NICHOLS, John Gough (eld. child of the preceding). b. Red Lion passage, Fleet st. London 22 May 1806; ed. at Lewisham 1814–6, and at Merchant Taylors’ sch. 1817–24; entered his father’s printing office 1824; completed and edited his grandfather John Nichols’s Progresses of king James the first, 4 vols. 1828; joint editor of Gent. Mag. 1828–51, sole editor 1851–6, contributed many essays and compiled the obituary notices; F.S.A. 3 Dec. 1835; a founder of the Camden Society 1838, edited many of its publications and printed A descriptive catalogue of the works of the Camden society 1862, new ed. 1872; printed Hoare’s History of modern Wiltshire, 6 vols. 1822–44, in which he wrote An account of the hundred of Alderbury 1837; edited Collectanea topographica et genealogica, 8 vols. 1834–43; The typographer and genealogist, 3 vols. 1846–8; founded the Herald and Genealogist 1863, edited vols. 1–8 1863–74; founded the Register and magazine of biography Jany. 1869, which ceased after 12 monthly numbers; author of Autographs of royal, noble, learned, and remarkable personages, from Richard II to Charles II 1829; London pageants 1831, 2 ed. 1837; Description of the church of St.
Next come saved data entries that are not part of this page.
PR #3167, opened 2024-04-24
Improve and unify web dialog styling

### LINKED ISSUE #3156: Insufficient padding in import page
As visible in the screenshot below, there isn't enough padding, especially on the left side.

image

Anki version 24.04.2 (a1fa865b)⁩

RumovZ:
This makes the deck options, change notetype and import dialogs look more consistent, and introduces various other improvements (and possibly subjective tweaks).

Incidentally fixes  #3156.

@abdnh, heads-up because I think you've worked on these dialogs. Hope it's agreeable.


ts/lib/components/ButtonToolbar.svelte
```diff
@@ -39,11 +39,6 @@ License: GNU AGPL, version 3 or later; http://www.gnu.org/licenses/agpl.html
     .button-toolbar {
         flex-wrap: var(--buttons-wrap);
         padding-left: 0.15rem;
-
-        :global(.button-group) {
-            /* TODO replace with gap once available */
-            margin-right: 0.15rem;
-            margin-bottom: 0.15rem;
-        }
+        gap: 1rem;
```
RumovZ, line 42: That comment was from 2021, and `gap` is supposedly [well supported since April 2021](https://caniuse.com/flexbox-gap). Not sure which client was the blocker at the time, but hopefully it's fine now.
(The `margin` solution was broken.)

ts/routes/import-page/ImportLogPage.svelte
```diff
@@ -7,47 +7,46 @@ License: GNU AGPL, version 3 or later; http://www.gnu.org/licenses/agpl.html
...
-    $: foundNotes = result?.log?.foundNotes ?? 0;
-    let closeButton: HTMLElement;
+    $: summaries = getSummaries(response.log!);
+    $: foundNotes = response.log?.foundNotes ?? 0;
+
+    const gutterBlockSize = 0.5;
+    const computedStyle = getComputedStyle(document.documentElement);
+    const rootFontSize = parseInt(computedStyle.fontSize);
+    // Container padding + Row padding + Row margin + TitledContainer padding
+    const bottomOffset = (3 * gutterBlockSize + 0.75) * rootFontSize;
```
RumovZ, line 25: Not entirely happy with this fragile solution, but couldn't think of a viable alternative.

Mary, Warwick, and of the Beauchamp chapel, London 1838; edited books for the Roxburgh club 1857–60. d. Holmwood park, near Dorking, Surrey 14 Nov. 1873, his library was sold by Sotheby Dec. 1874 for £2,195. Memoir of J. G. Nichols by R. C. Nichols (1874) portrait; Proc. of Soc. of Antiquaries vi 193–6 (1873–76); Bigmore and Wyman’s Bibliography of printing ii 76–7 (1884).

NICHOLS, Robert Cradock (brother of preceding). b. 1824; printer 25 Parliament st. London; printer of the house of commons votes; F.S.A. 23 Feb. 1854; F.R.G.S.; proprietor of Highley manor, Balcombe, Sussex; edited for the Roxburghe club A fragment of Partonope of Blois 1873; author of The passage of the Col de la Temple and of the Col de l’Echauda, printed in Peaks, passes, and glaciers, ii 183–97 (1862; resided Highley manor, and 5 Sussex place, Hyde park. d. 26 May 1892, will proved 21 July, personal estate £171,000.